ACTIVITY: Below are records. Return each one exactly as written.

DATA EXCERPTS:
##########

PR #2946, opened 2023-07-20
Add an always-on `inode64` feature

cgwalters:
As I (and others) will be backporting the fix in
https://github.com/ostreedev/ostree/pull/2874/commits/de6fddc6adee09a93901243dc7074090828a1912 pretty far, I want a way for sysadmins and OS builders to be able to reliably see when their version of ostree has this fix (Because comparing version numbers isn't portable).

### DIFF
--- a/configure.ac
+++ b/configure.ac
@@ -82,7 +82,10 @@ AM_COND_IF([BUILDOPT_TSAN],
 LT_PREREQ([2.2.4])
 LT_INIT([disable-static])
 
-OSTREE_FEATURES=""
+dnl We have an always-on feature now to signify the fix for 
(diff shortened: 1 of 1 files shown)


ericcurtin (approved):

ericcurtin:
Looks like these are not flakes, tests say no:

image

cgwalters:
Yeah, need to use `$OSTREE` in some of the CI tests to get the uninstalled binary...for some reason we're not overrding `PATH` properly?  Kind of a bug.  The whole "test things uninstalled" is really a mess.  But anyways this should be right now.

cgwalters:
Well now I'm worried that this is somehow turning up "some CI tests aren't testing the code in the PR" which would be very exciting...  I think it may relate to something in the "distcheck" flow and us not having `$PATH` set correctly.

Anyways, let's just get the feature in...

PR #2948, opened 2023-07-22
composefs: Use lowerdir in /run

cgwalters:
I just noticed that this was another constant string duplicated between prepare-root.c and libostree-1.so, and I went to make it a common `#define` in libotcore.la.

But then I thought "it's ugly to have this directory mixed into the deployment namespace" because in some theoretical world it could also be in the ostree commit, which would cause weird behavior.

I think this is transient state that is better in `/run`, so move it there.


ericcurtin (approved):
LGTM

ericcurtin:
I know sometimes we keep transient bits in "/var/tmp/" and sometimes we keep them in "/run" do we have a clear distinction on when we use "/run" vs "/var/tmp/"? Just curious...

cgwalters:
Two things.  First, at this point, `/var` might not be mounted (it could be mounted in the real root via `/etc/fstab` for example).

Second, `/var` is commonly a *persistent* filesystem, whereas we really want the semantic that this is transient data tied to a particular boot, which is where `/run` is correct.

Finally and related to these, the best way to pass state from the initramfs to the real root is via `/run`.

PR #2949, opened 2023-07-23
kernel-args: Move private functions out of public header

cgwalters:
External users can't call `_` prefixed APIs, so move them
to a `-private.h`.

---


ericcurtin (approved):
LGTM

PR #2950, opened 2023-07-23
generator: Some cleanup

cgwalters:
generator: Stop creating `/run/ostree-booted`

This must have always been dead code.  We're trying to iterate
towards a place where it's only `ostree-prepare-root.c` which
parses the `ostree=` kernel argument, and canonically sets up
`/run/ostree-booted`.

---

src/generator: Move all logic into libostree-1.so

This pushes down the code for parsing the `ostree=` cmdline
in the generator into code that's part of libostree-1.so.

This is prep for using logic shared in libotcore.la.

But in general it's just cleaner to also keep the binary
entrypoint to just be a trampoline into the C library.

---


ericcurtin (approved):
LGTM

PR #2951, opened 2023-07-24
sysroot: Add a bit more error prefixing

cgwalters:
While an error message I saw was pretty clear, this would be even more explicit.


jmarrero (approved):
lgtm

ericcurtin (approved):
LGTM

PR #2952, opened 2023-07-25
tree-wide: Consistently `(void)g_variant_lookup()`

cgwalters:
Coverity warns when we're checking the return value in most-but-not-all instances.  The code is correct in these instances; we're initializing the values to defaults.  So add a `(void)` cast like we are doing in many other places.


ericcurtin:
Failed on style, grrr, just needs a quick "git clang-format -f HEAD~"

ericcurtin (approved):

PR #2954, opened 2023-07-26
Harden gvariant get data

cgwalters:
core, switchroot: Harden a bit against `g_variant_get_data() == NULL`

I'm not totally sure this is the cause of
https://bugzilla.redhat.com/show_bug.cgi?id=2217401
but analyzing the code a bit it seems the most likely.

---

checksum-utils: Add an assertion that `buf != NULL`

Another hardening against https://bugzilla.redhat.com/show_bug.cgi?id=2217401

---


ericcurtin (approved):
LGTM

PR #2956, opened 2023-07-27
deploy: Be way more verbose about what we're doing

cgwalters:
This will help us debug bugs like https://issues.redhat.com/browse/OCPBUGS-15917 in the future.


ericcurtin (approved):
LGTM, reviewing from phone, not saying it's an issue or anything but when you leave links to issues.redhat.com in the commit message, it's not viewable without logging in.

PR #514, opened 2020-09-10
feat(args): printing multiple errors in swarm, vcs

i-keliukh:
Fixed the check for error state in 'MainVcs’ module. If the check is implemented
for error state, as it was before, the code doesn’t try to construct the code
review module in case of any errors across the entire universum. As the result,
there is no check for errors in the parameters of the code review modules and
these errors are not reported to user.

Moved the check for code review and producing error from VCS drivers to the
'MainVcs’ module.

Fixed minor issue with unnecessary try..except block in 'Vcs’ module. In the
past the attempt to access missing vcs type parameter in module settings would
result in AttributeError exception. There were no other sources of this
exception in the code block. However, since there is an explicit check for the
vcs type setting, the try..except block is not needed anymore.

### DIFF
--- a/tests/test_argument_check.py
+++ b/tests/test_argument_check.py
@@ -308,7 +308,7 @@ def test_swarm_changelist_incorrect_format():
     assert_incorrect_parameter(settings, "changelist for unshelving is incorrect")
 
 
-def test_vcs_type_and_config_path():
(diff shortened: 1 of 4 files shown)


i-keliukh:
Relates to #261

k-dovgan (approved):

PR #518, opened 2020-09-11
feat(out): detect non-UTF8 environment and adapt output

k-dovgan:


universum/modules/output/terminal_based_output.py
```diff
@@ -28,6 +29,10 @@ class TerminalBasedOutput(BaseOutput):
     def __init__(self, *args, **kwargs):
         super().__init__(*args, **kwargs)
         self.block_level = 0
+        if locale.getpreferredencoding() == "UTF-8":
+            self.unicode_acceptable = True
```
i-keliukh, line 33: In my opinion the intermediate variable is not needed.
You can directly initialize self.block_end here.

tests/test_regression.py
```diff
@@ -45,3 +45,23 @@ def test_p4_multiple_spaces_in_mappings(perforce_workspace, tmpdir):
     environment.settings.PerforceMainVcs.force_clean = True
     environment.settings.PerforceWithMappings.mappings = [f"{perforce_workspace.depot}   /..."]
     assert not __main__.run(environment.settings)
+
+
+def test_non_utf8_environment(docker_main):
+    output = docker_main.run("""
+from universum.configuration_support import Variations
```
i-keliukh, line 52: From the test code it looks like POSIX locale has UTF8 encoding (codeset) and en_US doesn't have it.
This is counterintuitive. 
If the test is correct, please provide explanations in source code comments.

i-keliukh (approved):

##########

ANSWER SPACE:
PR #2946, opened 2023-07-20
Add an always-on `inode64` feature

cgwalters:
As I (and others) will be backporting the fix in
https://github.com/ostreedev/ostree/pull/2874/commits/de6fddc6adee09a93901243dc7074090828a1912 pretty far, I want a way for sysadmins and OS builders to be able to reliably see when their version of ostree has this fix (Because comparing version numbers isn't portable).

### DIFF
--- a/configure.ac
+++ b/configure.ac
@@ -82,7 +82,10 @@ AM_COND_IF([BUILDOPT_TSAN],
 LT_PREREQ([2.2.4])
 LT_INIT([disable-static])
 
-OSTREE_FEATURES=""
+dnl We have an always-on feature now to signify the fix for 
(diff shortened: 1 of 1 files shown)


ericcurtin (approved):

ericcurtin:
Looks like these are not flakes, tests say no:

image

cgwalters:
Yeah, need to use `$OSTREE` in some of the CI tests to get the uninstalled binary...for some reason we're not overrding `PATH` properly?  Kind of a bug.  The whole "test things uninstalled" is really a mess.  But anyways this should be right now.

cgwalters:
Well now I'm worried that this is somehow turning up "some CI tests aren't testing the code in the PR" which would be very exciting...  I think it may relate to something in the "distcheck" flow and us not having `$PATH` set correctly.

Anyways, let's just get the feature in...

PR #2948, opened 2023-07-22
composefs: Use lowerdir in /run

cgwalters:
I just noticed that this was another constant string duplicated between prepare-root.c and libostree-1.so, and I went to make it a common `#define` in libotcore.la.

But then I thought "it's ugly to have this directory mixed into the deployment namespace" because in some theoretical world it could also be in the ostree commit, which would cause weird behavior.

I think this is transient state that is better in `/run`, so move it there.


ericcurtin (approved):
LGTM

ericcurtin:
I know sometimes we keep transient bits in "/var/tmp/" and sometimes we keep them in "/run" do we have a clear distinction on when we use "/run" vs "/var/tmp/"? Just curious...

cgwalters:
Two things.  First, at this point, `/var` might not be mounted (it could be mounted in the real root via `/etc/fstab` for example).

Second, `/var` is commonly a *persistent* filesystem, whereas we really want the semantic that this is transient data tied to a particular boot, which is where `/run` is correct.

Finally and related to these, the best way to pass state from the initramfs to the real root is via `/run`.

PR #2949, opened 2023-07-23
kernel-args: Move private functions out of public header

cgwalters:
External users can't call `_` prefixed APIs, so move them
to a `-private.h`.

---


ericcurtin (approved):
LGTM

PR #2950, opened 2023-07-23
generator: Some cleanup

cgwalters:
generator: Stop creating `/run/ostree-booted`

This must have always been dead code.  We're trying to iterate
towards a place where it's only `ostree-prepare-root.c` which
parses the `ostree=` kernel argument, and canonically sets up
`/run/ostree-booted`.

---

src/generator: Move all logic into libostree-1.so

This pushes down the code for parsing the `ostree=` cmdline
in the generator into code that's part of libostree-1.so.

This is prep for using logic shared in libotcore.la.

But in general it's just cleaner to also keep the binary
entrypoint to just be a trampoline into the C library.

---


ericcurtin (approved):
LGTM

PR #2951, opened 2023-07-24
sysroot: Add a bit more error prefixing

cgwalters:
While an error message I saw was pretty clear, this would be even more explicit.


jmarrero (approved):
lgtm

ericcurtin (approved):
LGTM

PR #2952, opened 2023-07-25
tree-wide: Consistently `(void)g_variant_lookup()`

cgwalters:
Coverity warns when we're checking the return value in most-but-not-all instances.  The code is correct in these instances; we're initializing the values to defaults.  So add a `(void)` cast like we are doing in many other places.


ericcurtin:
Failed on style, grrr, just needs a quick "git clang-format -f HEAD~"

ericcurtin (approved):

PR #2954, opened 2023-07-26
Harden gvariant get data

cgwalters:
core, switchroot: Harden a bit against `g_variant_get_data() == NULL`

I'm not totally sure this is the cause of
https://bugzilla.redhat.com/show_bug.cgi?id=2217401
but analyzing the code a bit it seems the most likely.

---

checksum-utils: Add an assertion that `buf != NULL`

Another hardening against https://bugzilla.redhat.com/show_bug.cgi?id=2217401

---


ericcurtin (approved):
LGTM

PR #2956, opened 2023-07-27
deploy: Be way more verbose about what we're doing

cgwalters:
This will help us debug bugs like https://issues.redhat.com/browse/OCPBUGS-15917 in the future.


ericcurtin (approved):
LGTM, reviewing from phone, not saying it's an issue or anything but when you leave links to issues.redhat.com in the commit message, it's not viewable without logging in.

PR #514, opened 2020-09-10
feat(args): printing multiple errors in swarm, vcs

i-keliukh:
Fixed the check for error state in 'MainVcs’ module. If the check is implemented
for error state, as it was before, the code doesn’t try to construct the code
review module in case of any errors across the entire universum. As the result,
there is no check for errors in the parameters of the code review modules and
these errors are not reported to user.

Moved the check for code review and producing error from VCS drivers to the
'MainVcs’ module.

Fixed minor issue with unnecessary try..except block in 'Vcs’ module. In the
past the attempt to access missing vcs type parameter in module settings would
result in AttributeError exception. There were no other sources of this
exception in the code block. However, since there is an explicit check for the
vcs type setting, the try..except block is not needed anymore.

### DIFF
--- a/tests/test_argument_check.py
+++ b/tests/test_argument_check.py
@@ -308,7 +308,7 @@ def test_swarm_changelist_incorrect_format():
     assert_incorrect_parameter(settings, "changelist for unshelving is incorrect")
 
 
-def test_vcs_type_and_config_path():
(diff shortened: 1 of 4 files shown)


i-keliukh:
Relates to #261

k-dovgan (approved):

PR #518, opened 2020-09-11
feat(out): detect non-UTF8 environment and adapt output

k-dovgan:


universum/modules/output/terminal_based_output.py
```diff
@@ -28,6 +29,10 @@ class TerminalBasedOutput(BaseOutput):
     def __init__(self, *args, **kwargs):
         super().__init__(*args, **kwargs)
         self.block_level = 0
+        if locale.getpreferredencoding() == "UTF-8":
+            self.unicode_acceptable = True
```
i-keliukh, line 33: In my opinion the intermediate variable is not needed.
You can directly initialize self.block_end here.

tests/test_regression.py
```diff
@@ -45,3 +45,23 @@ def test_p4_multiple_spaces_in_mappings(perforce_workspace, tmpdir):
     environment.settings.PerforceMainVcs.force_clean = True
     environment.settings.PerforceWithMappings.mappings = [f"{perforce_workspace.depot}   /..."]
     assert not __main__.run(environment.settings)
+
+
+def test_non_utf8_environment(docker_main):
+    output = docker_main.run("""
+from universum.configuration_support import Variations
```
i-keliukh, line 52: From the test code it looks like POSIX locale has UTF8 encoding (codeset) and en_US doesn't have it.
This is counterintuitive. 
If the test is correct, please provide explanations in source code comments.

i-keliukh (approved):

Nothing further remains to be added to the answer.